How to extract the contents of a table in pdf file?

Bertrand picture Bertrand · Jul 10, 2015 · Viewed 10.8k times · Source

I want to extract the contents of a table in pdf like like this :

enter image description here

i wrote this java programme using iText java PDF libray which can read the contents of a PDF file line by line, but I do not know how to get the contents of table

import com.itextpdf.text.pdf.PdfReader;
import com.itextpdf.text.pdf.parser.PdfTextExtractor;

public class PDFReader {

    public static void main(String[] args) {

        // TODO, add your application code
        System.out.println("Lecteur PDF");
        System.out.println (ReadPDF("D:/test.pdf"));
    }
        private static String ReadPDF(String pdf_url)
    {
        StringBuilder str=new StringBuilder();
        try
        {

         PdfReader reader = new PdfReader(pdf_url);
        int n = reader.getNumberOfPages();
         for(int i=1;i<n;i++)
         {
            String str2=PdfTextExtractor.getTextFromPage(reader, i);
            str.append(str2);
           System.out.println(str);
         }
        }catch(Exception err)
        {
            err.printStackTrace();
        }
        return String.format("%s", str);
    }
}

this is what I get :

enter image description here

but that's not what I want, I want to extract the contents of the table line by line and column by column, for example, save each line in an java array

the first array will contain : "N°", "DATE OBSERVATIONS", "TEXTE"
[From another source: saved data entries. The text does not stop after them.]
PR #1210, opened 2023-10-10
Add Pagination for IdP Users Fetch

bcmmbaga:
### Checklist
- [ ] Is it a bug fix
- [ ] It is a refactor

### DIFF
--- a/management/server/idp/okta.go
+++ b/management/server/idp/okta.go
@@ -196,7 +196,7 @@ func (om *OktaManager) GetAllAccounts() (map[string][]*UserData, error) {
 	return indexedUsers, nil
 }
 
-// getAllUsers returns all users in an Okta account filtered by customer ID.
+// getAllUsers returns all users in an Okta account.
 func (om *OktaManager) getAllUsers() ([]*UserData, error) {
 	qp := query.NewQueryParams(query.WithLimit(200))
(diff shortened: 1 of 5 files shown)


management/server/idp/okta.go
```diff
@@ -169,57 +170,75 @@ func (om *OktaManager) GetAccount(accountID string) ([]*UserData, error) {
...
+				om.appMetrics.IDPMetrics().CountRequestStatusError()
+			}
+			return nil, fmt.Errorf("unable to get all accounts, statusCode %d", resp.StatusCode)
+		}
+
+		userList = append(userList, paginatedUsers...)
+	}
+
+	users := make([]*UserData, 0)
+	for _, user := range userList {
```
surik, line 232: We probably can minimize allocations:
```go
users := make([]*UserData, len(userList))
for i, user := range userList {
  userData, err := parseOktaUser(user)
  if err != nil {
      return nil, err
  }
  users[i] = userData
}
```

bcmmbaga: I allocated it as users capacity by creating a slice with an initial length of zero and a capacity equal to the length of the userList

`users := make([]*UserData, 0, len(userList))`

surik (approved):

PR #1211, opened 2023-10-11
Fix nil pointer exception in group delete

pappz:
## Describe your changes

Fix group delete panic

In case if in the db the DNSSettings is null then can cause panic in delete group function 
because this field is pointer and it was not checked. Because of in the future implementation 
this variable will be filled in any case then make no sense to keep the pointer type.

Fix DNSSettings copy function

### Checklist
- [x] Is it a bug fix
- [ ] It is a refactor

### DIFF
--- a/management/server/account.go
+++ b/management/server/account.go
@@ -179,7 +179,7 @@ type Account struct {
 	Policies               []*Policy
 	Routes                 map[string]*route.Route
 	NameServerGroups       map[string]*nbdns.NameServerGroup
-	DNSSettings            *DNSSettings
+	DNSSettings            DNSSettings
 	// Settings is a dictionary of Account settings
 	Settings *Settings
 }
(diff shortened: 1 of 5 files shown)


management/server/account.go
```diff
@@ -512,13 +512,11 @@ func (a *Account) getUserGroups(userID string) ([]string, error) {
...
-	if a.DNSSettings != nil {
-		for _, groupID := range a.DNSSettings.DisabledManagementGroups {
-			_, found := peerGroups[groupID]
-			if found {
-				enabled = false
-				break
-			}
+	for _, groupID := range a.DNSSettings.DisabledManagementGroups {
+		_, found := peerGroups[groupID]
+		if found {
```
surik, line 517: could be this `if _, found := peerGroups[groupID]; found {`

surik (approved):

management/server/account.go
pappz: What is the difference?

surik: just cosmetic based on my understanding, feel free to ignore

pappz: ok :)
For my eyes fit better this but I try to flexible in the future.

PR #1218, opened 2023-10-13
Fix update script's failure to update netbird-ui in binary installation

bcmmbaga:
## Describe your changes

Resolve the problem with the update script that prevents netbird-ui from updating during binary installation.

Introduce the variable UPDATE_NETBIRD. Now we can upgrade the binary installation with:
```
export UPDATE_NETBIRD=true
curl -fsSL https://pkgs.netbird.io/install.sh | sh
```

### Checklist
- [x] Is it a bug fix
- [ ] It is a refactor


braginini:
NetBird UI doesn't stop when upgrade happens. Therefore, the currently running version is not updated and the user needs to restart it. Is this the expected behaviour? Should we send a stop signal?

bcmmbaga:
> NetBird UI doesn't stop when upgrade happens. Therefore, the currently running version is not updated and the user needs to restart it. Is this the expected behaviour? Should we send a stop signal?

Yes, for now, this is the expected behavior. The script is designed to only stop the NetBird service during upgrades. However, if it's necessary to close the UI as well, we can send a signal to do so

release_files/install.sh
```diff
@@ -284,14 +284,21 @@ is_bin_package_manager() {
   fi
 }
 
+stop_running_netbird_ui() {
+  if pgrep -x "netbird-ui" >/dev/null; then
```
mlsmaycon: is pgrep on most devices?

release_files/install.sh
```diff
@@ -284,14 +284,21 @@ is_bin_package_manager() {
...
+    echo "NetBird UI is running. Stopping it..."
+    pkill -x "netbird-ui"
```
mlsmaycon: same for pkill, let's use `ps ` and `grep` combination?

mlsmaycon (approved):

PR #786, opened 2024-05-09
Setup cwd correctly for plugin tasks

adam-fowler:
There are two different current working folders in a Swift Plugin task. One is the one inside the tasks definition. This should always be relative to the workspace folder, so the task.json can be shared across multiple machines. The other is the actual current working folder to run the executable in.

This PR splits the two.


award999 (approved):
LGTM. In a separate commit maybe we should add a test asset project if don't have one and add a test

award999 (approved):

the second array will contain : "029/14", "Le 1er sept 2014 remplace AVURNAV...", "SETE A compter du lundi 7 juillet 2014 débuteront les trav..."

the third array will contain : "037/14", "Le 15 octobre 2014 remplace AVURNAV ...", "SETE Du 15 septembre 2014 au 15 juillet 2015, travaux ...."

and so on

Thanks

Answer

3-14159265358979323846264 picture 3-14159265358979323846264 · Jul 10, 2015

You may have to identify common field beginning/end character sequences to split your data into an array if your PDF library doesn't support extracting tables. For instance the first fields is nnn/nn, the second field ends nnnn/nn and the third field ends where the next first field begins.

This is a tricky problem - I have had to use coordinate based approaches to deal with this before, but your pdf library may not support extracting the position of letters as well as the actual text.